La loi Maria da Penha (11 340/2006) a été adoptée le 7 août 2016. C’est le principal instrument dont le Brésil dispose pour lutter contre la violence domestique.

Qui est Maria da Penha ?

Maria da Penha, originaire de l’État du Ceará, travaillait dans l’industrie bio-pharmaceutique. Elle était mariée à Marco Antonio Herredia Viveros, professeur universitaire, lorsqu’eut lieu, en 1983, la première tentative d’assassinat à son encontre. Elle reçut, pendant son sommeil, un tir dans le dos, tandis que Viveros fut retrouvé dans la cuisine, hurlant que des voleurs les avaient attaqués. Après cette première tentative, elle devint paraplégique. La seconde tentative d’homicide eut lieu quelques mois plus tard lorsque Viveros poussa Maria da Penha de son fauteuil roulant et tenta de l’électrocuter sous la douche.

Bien que l’investigation ait débuté en juin de cette année-là, la plainte ne sera présentée au parquet qu’en septembre de l’année suivante, et ce n’est que huit ans plus tard que la première condamnation sera prononcée. En 1991, les avocats de Viveros parvinrent à annuler la condamnation. En 1996, Viveros fut jugé coupable et condamné à dix ans de prison, mais il parviendra à faire appel. 

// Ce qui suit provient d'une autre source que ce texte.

PR #1547, opened 2020-09-18
Add state regenerator

wemeetagain:
- `IStateRegenerator` interface has been added, along with implementations `StateRegenerator` and `QueuedStateRegenerator`, - `src/chain/regen/`
  - it can regenerate states from blocks _that have already been processed_ , given `forkChoice`, `stateCache`, `checkpointStateCache`, and `db.blocks`
  - it intelligently attempts to perform the smallest amount of regeneration necessary to regen the requested state. To that end, it exposes 4 different methods.
  - it reuses some block processing machinery (`emitCheckpointEvent`, `runStateTransition`) so as to enable re-seeding the checkpoint cache (using the emitted events)
  - it throws a `RegenError` with well-defined error codes and types, this allows us to tighten the interface to disallow nulls.
  - it queues requests, one regeneration allowed at a time
  - `getPreState(block: BeaconBlock): Promise<ITreeStateContext>` - similar to `getPreState` that we were using in our block processor. It can request a more recent checkpoint state if the block occurs after many skip-slots, skipping epoch transitions :) 
  - `getCheckpointState(cp: Checkpoint): Promise<ITreeStateContext>` - returns the checkpoint state. It minimizes regeneration by first searching the checkpoint cache for checkpoint states with cp.root, which may then just be `processSlots`ed. Otherwise regens the 'ol-fashioned way', by state root.
  - `getBlockSlotState(blockRoot: Root, slot: Slot): Promise<ITreeStateContext>` - returns the block state at the requested slot. This is a lot like `getCheckpointState`, but more flexible, especially useful for dealing with the head state, eg: `regen.getBlockSlotState(forkChoice.getHeadRoot(), clock.currentSlot)`. This is nice, because in periods of skip slots, we will only process the checkpoint with the blockRoot once.
  - `getState(stateRoot: Root): Promise<ITreeStateContext>` - returns the state whose root is stateRoot. This is where the actual block replay happens. It iterates backwards thru the block tree from the requested state, to the first state that we have cached, (searching the checkpointStateCache as well!), then replaying the blocks that were iterated thru to the requested state, once a state has been found.

### DIFF
--- a/packages/lodestar/src/api/impl/validator/validator.ts
+++ b/packages/lodestar/src/api/impl/validator/validator.ts
@@ -29,7 +29,6 @@ import {
   getDomain,
 } from "@chainsafe/lodestar-beacon-state-transition";
 import {assert, ILogger} from "@chainsafe/lodestar-utils";
-import {processSlots} from "@chainsafe/lodestar-beacon-state-transition/lib/fast/slot";
 
 import {IBeaconDb} from "../../../db";
 import {IBeaconChain} from "../../../chain";
@@ -46,6 +45,7 @@ import {ApiError} from "../errors/api";
 import {notNullish} from "../../../util/notNullish";
 import {ApiNamespace, IApiModules} from "../interface";
 import {IValidatorApi} from "./interface";
+import {waitForBlockSlot} from "../../../network/gossip/validation";
 
 export class ValidatorApi implements IValidatorApi {
   public namespace: ApiNamespace;
@@ -98,18 +98,16 @@ export class ValidatorApi implements IValidatorApi {
   public async produceAttestation(validatorPubKey: BLSPubkey, index: CommitteeIndex, slot: Slot): Promise<Attestation> {
     try {
       await this.checkSyncStatus();
-      const [headBlockRoot, {state: headState, epochCtx}] = await Promise.all([
-        this.chain.forkChoice.getHeadRoot(),
-        this.chain.getHeadStateContext(),
-      ]);
+      const headBlock = this.chain.forkChoice.getHead();
+      const {state, epochCtx} = await this.chain.regen.getBlockSlotState(
+        headBlock.blockRoot,
+        this.chain.clock.currentSlot
+      );
       const validatorIndex = epochCtx.pubkey2index.get(validatorPubKey);
       if (validatorIndex === undefined) {
         throw Error(`Validator pubKey ${toHexString(validatorPubKey)} not in epochCtx`);
       }
-      if (headState.slot < slot) {
-        processSlots(epochCtx, headState, slot);
-      }
-      return await assembleAttestation(epochCtx, headState, headBlockRoot, validatorIndex, index, slot);
+      return await assembleAttestation(epochCtx, state, headBlock.blockRoot, validatorIndex, index, slot);
     } catch (e) {
       this.logger.warn(`Failed to produce attestation because: ${e.message}`);
       throw e;
@@ -118,6 +116,8 @@ export class ValidatorApi implements IValidatorApi {
 
   public async publishBlock(signedBlock: SignedBeaconBlock): Promise<void> {
     await this.checkSyncStatus();
+    await waitForBlockSlot(this.config, this.chain.getGenesisTime(), signedBlock.message.slot);
+    this.chain.clock.currentSlot;
     await Promise.all([this.chain.receiveBlock(signedBlock), this.network.gossip.publishBlock(signedBlock)]);
   }
 
@@ -136,16 +136,12 @@ export class ValidatorApi implements IValidatorApi {
   public async getProposerDuties(epoch: Epoch): Promise<ProposerDuty[]> {
     await this.checkSyncStatus();
     assert.gte(epoch, 0, "Epoch must be positive");
-    const {state, epochCtx} = await this.chain.getHeadStateContext();
-    assert.lte(
-      epoch,
-      computeEpochAtSlot(this.config, state.slot) + 2,
-      "Cannot get duties for epoch more than two ahead"
+    assert.lte(epoch, this.chain.clock.currentEpoch + 2, "Cannot get duties for epoch more than two ahead");
+    const {state, epochCtx} = await this.chain.regen.getBlockSlotState(
+      this.chain.forkChoice.getHeadRoot(),
+      this.chain.clock.currentSlot
     );
     const startSlot = computeStartSlotAtEpoch(this.config, epoch);
-    if (state.slot < startSlot) {
-      processSlots(epochCtx, state, startSlot);
-    }
     const duties: ProposerDuty[] = [];
 
     for (let slot = startSlot; slot < startSlot + this.config.params.SLOTS_PER_EPOCH; slot++) {
@@ -158,11 +154,11 @@ export class ValidatorApi implements IValidatorApi {
   public async getAttesterDuties(epoch: number, validatorPubKeys: BLSPubkey[]): Promise<AttesterDuty[]> {
     await this.checkSyncStatus();
     if (!validatorPubKeys || validatorPubKeys.length === 0) throw new Error("No validator to get attester duties");
-    const {epochCtx, state} = await this.chain.getHeadStateContext();
-    const currentSlot = this.chain.clock.currentSlot;
-    if (state.slot < currentSlot) {
-      processSlots(epochCtx, state, currentSlot);
-    }
+    assert.lte(epoch, this.chain.clock.currentEpoch + 2, "Cannot get duties for epoch more than two ahead");
+    const {epochCtx, state} = await this.chain.regen.getBlockSlotState(
+      this.chain.forkChoice.getHeadRoot(),
+      this.chain.clock.currentSlot
+    );
     const validatorIndexes = validatorPubKeys.map((key) => {
       const validatorIndex = epochCtx.pubkey2index.get(key);
       if (validatorIndex === undefined || !Number.isInteger(validatorIndex)) {
--- a/packages/lodestar/src/api/impl/validator/validator.ts
+++ b/packages/lodestar/src/api/impl/validator/validator.ts
@@ -98,10 +98,7 @@ export class ValidatorApi implements IValidatorApi {
     try {
       await this.checkSyncStatus();
       const headBlock = this.chain.forkChoice.getHead();
-      const {state, epochCtx} = await this.chain.regen.getBlockSlotState(
-        headBlock.blockRoot,
-        this.chain.clock.currentSlot
-      );
+      const {state, epochCtx} = await this.chain.getHeadStateContextAtCurrentSlot();
       const validatorIndex = epochCtx.pubkey2index.get(validatorPubKey);
       if (validatorIndex === undefined) {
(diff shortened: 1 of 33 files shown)


packages/lodestar/src/api/impl/validator/validator.ts
```diff
@@ -119,6 +116,8 @@ export class ValidatorApi implements IValidatorApi {
 
   public async publishBlock(signedBlock: SignedBeaconBlock): Promise<void> {
     await this.checkSyncStatus();
+    await waitForBlockSlot(this.config, this.chain.getGenesisTime(), signedBlock.message.slot);
+    this.chain.clock.currentSlot;
```
mpetrunic: this line seems useless?

packages/lodestar/src/api/impl/validator/validator.ts
```diff
@@ -119,6 +116,8 @@ export class ValidatorApi implements IValidatorApi {
 
   public async publishBlock(signedBlock: SignedBeaconBlock): Promise<void> {
     await this.checkSyncStatus();
+    await waitForBlockSlot(this.config, this.chain.getGenesisTime(), signedBlock.message.slot);
```
mpetrunic: maybe it would be better to have waitForSlot method on chain clock?

It would be nice if we would use chain clock everywhere to get time as it would make it easier to implement some time sync strategy in future

packages/lodestar/src/api/impl/validator/validator.ts
```diff
@@ -137,16 +136,12 @@ export class ValidatorApi implements IValidatorApi {
...
     assert.gte(epoch, 0, "Epoch must be positive");
-    const {state, epochCtx} = await this.chain.getHeadStateContext();
-    assert.lte(
-      epoch,
-      computeEpochAtSlot(this.config, state.slot) + 2,
-      "Cannot get duties for epoch more than two ahead"
+    assert.lte(epoch, this.chain.clock.currentEpoch + 2, "Cannot get duties for epoch more than two ahead");
+    const {state, epochCtx} = await this.chain.regen.getBlockSlotState(
+      this.chain.forkChoice.getHeadRoot(),
+      this.chain.clock.currentSlot
```
mpetrunic: actually, we can optimize stuff a bit here:
- if epoch > currentEpoch - process slots up to start slot of epoch
- else - use headState without slot processing

packages/lodestar/src/api/impl/validator/validator.ts
```diff
@@ -159,11 +154,11 @@ export class ValidatorApi implements IValidatorApi {
...
     if (!validatorPubKeys || validatorPubKeys.length === 0) throw new Error("No validator to get attester duties");
-    const {epochCtx, state} = await this.chain.getHeadStateContext();
-    const currentSlot = this.chain.clock.currentSlot;
-    if (state.slot < currentSlot) {
-      processSlots(epochCtx, state, currentSlot);
-    }
+    assert.lte(epoch, this.chain.clock.currentEpoch + 2, "Cannot get duties for epoch more than two ahead");
+    const {epochCtx, state} = await this.chain.regen.getBlockSlotState(
+      this.chain.forkChoice.getHeadRoot(),
+      this.chain.clock.currentSlot
```
mpetrunic: same as above

packages/lodestar/src/chain/regen/regen.ts
```diff
@@ -0,0 +1,167 @@
...
+  async getState(stateRoot: Root): Promise<ITreeStateContext> {
+    // Trivial case, stateCtx at stateRoot is already cached
+    const cachedStateCtx = await this.db.stateCache.get(stateRoot);
+    if (cachedStateCtx) {
+      return cachedStateCtx;
+    }
+    // Otherwise we have to use the fork choice to traverse backwards, block by block,
+    // searching the state caches
+    // then replay blocks forward to the desired stateRoot
+    const _Root = this.config.types.Root;
```
mpetrunic:
```suggestion
    const rootType = this.config.types.Root;
```
to keep naming consistent

packages/lodestar/src/chain/regen/regen.ts
```diff
@@ -0,0 +1,167 @@
...
+    if (latestCheckpointStateCtx) {
+      // If a checkpoint state exists with the given checkpoint root, it either is in requested epoch
+      // or needs to have empty slots processed until the requested epoch
+      return await processSlotsByCheckpoint(this.emitter, latestCheckpointStateCtx, slot);
+    } else {
+      // Otherwise, use the fork choice to get the stateRoot from block at the checkpoint root
+      // regenerate that state,
+      // then process empty slots until the requested epoch
+      const blockStateCtx = await this.getState(block.stateRoot);
+      return await processSlotsByCheckpoint(this.emitter, blockStateCtx, slot);
```
mpetrunic, line 98: So checkpoint event isn't just cannonical checkpoints?
Since when processing attestation, this method is called which might emit checkpoint events on non cannonical chain.

packages/lodestar/src/util/queue.ts
```diff
@@ -0,0 +1,78 @@
...
+  constructor(code: QueueErrorCode, msg?: string) {
+    super(msg || code);
+    this.code = code;
+  }
+}
+
+/**
+ * EventEmitter-based job queue
+ */
+export class JobQueue extends EventEmitter {
```
mpetrunic: This queue implementation seems weird and overly comlicated. Maybe use async generators like here:
https://github.com/ChainSafe/lodestar/pull/1551/files#diff-009319ca2922f4fbfff417a57221eb69R14

mpetrunic (commented):
Much better than what we had before. Actually found some optimization hints while looking trough it :)

packages/lodestar/src/chain/regen/regen.ts
wemeetagain: right, checkpoint events get triggered for _all_ processed checkpoints. We won't know which are canonical and which aren't until finalization.
This will help us seed our checkpoint cache with any useful checkpoint, whether it ends up being canonical or not.

packages/lodestar/src/api/impl/validator/validator.ts
wemeetagain: Yeah, I can add add it to this PR.

packages/lodestar/src/api/impl/validator/validator.ts
wemeetagain: I added this to sync the clock state with the current time. (so that forkchoice ERR_FUTURE_SLOT couldn't be triggered)
Calling `clock.currentSlot` is a getter, which can potentially update the current slot if the time has changed.
If we have a `waitForSlot` method on clock, or something functionally similar, then we won't have to worry about synchronization with the clock.

packages/lodestar/src/api/impl/validator/validator.ts
wemeetagain: I think we need to progress to at least the currentEpoch no matter what?
The optimization would be to not advance slots if the head block slot is already in currentEpoch.

packages/lodestar/src/chain/clock/LocalClock.ts
```diff
@@ -47,12 +46,29 @@ export class LocalClock implements IBeaconClock {
     return computeEpochAtSlot(this.config, this.currentSlot);
   }
 
-  public abort = (): void => {
-    clearTimeout(this.timeoutId);
-    if (this.signal) {
-      this.signal.removeEventListener("abort", this.abort);
+  public async waitForSlot(slot: Slot): Promise<void> {
```
mpetrunic, line 49: might make sense to add signal as param as well but whoever needs it can do it :)

mpetrunic (dismissed):

wemeetagain:
e2e still failing :( seems attestations can't be produced in some cases 
```
2020-09-24 23:34:54  [VALIDATOR 0-8]   error: Failed to produce attestation slot=95, committee=0, error=Failed to obtain attestation at slot 95 and committee 0: Validator not in given committee
```

packages/lodestar/src/api/impl/validator/validator.ts
```diff
@@ -98,18 +97,13 @@ export class ValidatorApi implements IValidatorApi {
   public async produceAttestation(validatorPubKey: BLSPubkey, index: CommitteeIndex, slot: Slot): Promise<Attestation> {
     try {
       await this.checkSyncStatus();
-      const [headBlockRoot, {state: headState, epochCtx}] = await Promise.all([
-        this.chain.forkChoice.getHeadRoot(),
-        this.chain.getHeadStateContext(),
-      ]);
+      const headRoot = this.chain.forkChoice.getHeadRoot();
+      const {state, epochCtx} = await this.chain.regen.getBlockSlotState(headRoot, slot);
```
mpetrunic, line 101: I'm pretty sure we only need state at first slot of attestation slot epoch. As we will have same committee if we are on first slot of epoch or in attestation slot but in case of skip slots we would have to roll state unnecessary

packages/lodestar/src/api/impl/validator/validator.ts
```diff
@@ -118,6 +112,7 @@ export class ValidatorApi implements IValidatorApi {
 
   public async publishBlock(signedBlock: SignedBeaconBlock): Promise<void> {
     await this.checkSyncStatus();
+    await this.chain.clock.waitForSlot(signedBlock.message.slot);
```
mpetrunic: do we even need this now that we have pending block pool?

packages/lodestar/src/chain/factory/block/index.ts
```diff
@@ -23,26 +23,26 @@ export async function assembleBlock(
   randaoReveal: Bytes96,
   graffiti = ZERO_HASH
 ): Promise<BeaconBlock> {
-  const [parentBlock, stateContext] = await Promise.all([chain.getHeadBlock(), chain.getHeadStateContext()]);
-  const parentHeader: BeaconBlockHeader = blockToHeader(config, parentBlock!.message);
-  const headState = stateContext!.state.clone();
+  const head = chain.forkChoice.getHead();
+  const stateContext = await chain.regen.getBlockSlotState(head.blockRoot, slot - 1);
```
mpetrunic: I don't think -1 should be here, it says in spec that state should be rolled to assigned slot not assigned slot -1:

> Note: In this section, state is the state of the slot for the block proposal without the block yet applied. That is, state is the previous_state processed through any empty slots up to the assigned slot using process_slots(previous_state, slot).

mpetrunic (commented):
Just few more comments and I think we are there! :smile:

packages/lodestar/src/chain/factory/block/index.ts
wemeetagain: lmao, wow, we were never doing this right...

packages/lodestar/src/api/impl/validator/validator.ts
wemeetagain: Spec says:
> Let head_state be the state of head_block processed through any empty slots up to the assigned slot using process_slots(state, slot).

mpetrunic (dismissed):

mpetrunic:
oh man, linting error :(

mpetrunic (dismissed):

mpetrunic:
failing unit test :rofl:

twoeths (approved):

Malgré 15 ans de luttes et de pressions internationales, la justice brésilienne ne s’était toujours pas prononcée sur ce cas et n’avait pas non plus offert de justification pour ce délai. Grâce au soutien d’ONGs, Maria da Penha parvint à porter l’affaire auprès de la Commission interaméricaine des droits de l’homme (OEA), qui donna suite, pour la première fois, à une plainte pour violence domestique. Finalement, en 2002, Viveros s’est retrouvé derrière les barreaux. Il n’y restera que deux ans. La procédure de l’OEA condamna également le Brésil pour négligence et omission en matière de violence domestique. L’une des sanctions fut l’obligation de créer une législation adaptée à ce genre de violence, et c’est de ce cas qu’est née la loi Maria da Penha [1].

L’héritage de cette loi

La loi Maria da Penha constitue un véritable legs pour le féminisme au Brésil, pays qui a connu des transformations politiques profondes et qui a mis le droit des femmes de vivre sans violence au cœur de son ordre juridique national. Le Secrétariat de politique pour les femmes (SPM) du gouvernement fédéral a joué un rôle majeur pour l’approbation de la loi et pour sa coordination au niveau de l’ État fédéral, par l’articulation des politiques entre les États provinciaux et les municipalités, le pouvoir législatif, le système judiciaire, les entreprises et les autres secteurs de la société.
Dans le cadre du débat et de la mise en œuvre de cette loi, menés par le collectif des organisations de femmes et féministes, le gouvernement fédéral a institué une politique nationale de lutte contre la violence à l’égard des femmes (2005) et a créé le service d’assistance téléphonique Ligue 180 (« Appelez le 180 ») la même année. Le Secrétariat a également institué d’autres outils fondamentaux tels que : le Pacte national pour la lutte contre la violence à l’égard des femmes (2007), dans le cadre de la 2ème Conférence nationale des politiques pour les femmes, la campagne « Engagement et attitude » (2012) qui s’adresse aux intervenants de la justice, le programme « Femme, vivre sans violence » (2013) qui vise à intégrer les services spécialisés, à humaniser et à accélérer l’attention aux victimes, ainsi que la pénalisation du féminicide, au travers de la loi n. 13 104/2015, qui le définit comme le meurtre d’une femme, en raison de son sexe, et ce avec cruauté.

Cette loi crée des mécanismes pour limiter et prévenir la violence envers les femmes. Elle s’inspire de la Convention sur l’élimination de toutes les formes de discrimination à l’égard des femmes, de la Convention interaméricaine sur la prévention, la sanction et l’élimination de la violence contre la femme, ainsi que d’autres traités internationaux ratifiés par la République fédérative du Brésil. Elle réglemente la création de tribunaux spécialisés en matière de violence domestique envers les femmes et établit des mesures d’assistance et de protection pour les femmes en situation de violence domestique et/ou familiale.
La loi Maria da Penha garantit également le fait que toute femme, indépendamment de sa classe, de son appartenance ethnique, de son orientation sexuelle, de ses revenus, de sa culture, de son niveau d’éducation, de son âge et de sa religion, jouit des mêmes droits inhérents à la personne humaine, qui lui assurent les opportunités et les moyens de vivre à l’abri de la violence, de préserver sa santé physique et mentale ainsi que son développement moral, intellectuel et social. Il s’agit ainsi d’assurer aux femmes les conditions pour l’exercice effectif de leur droit à la vie, à la sécurité, à la santé, à l’alimentation, à l’éducation, à la culture, au logement, leur accès à la justice, au sport, au loisir, au travail, à la citoyenneté, à la liberté, à la dignité, au respect et à la vie familiale et communautaire.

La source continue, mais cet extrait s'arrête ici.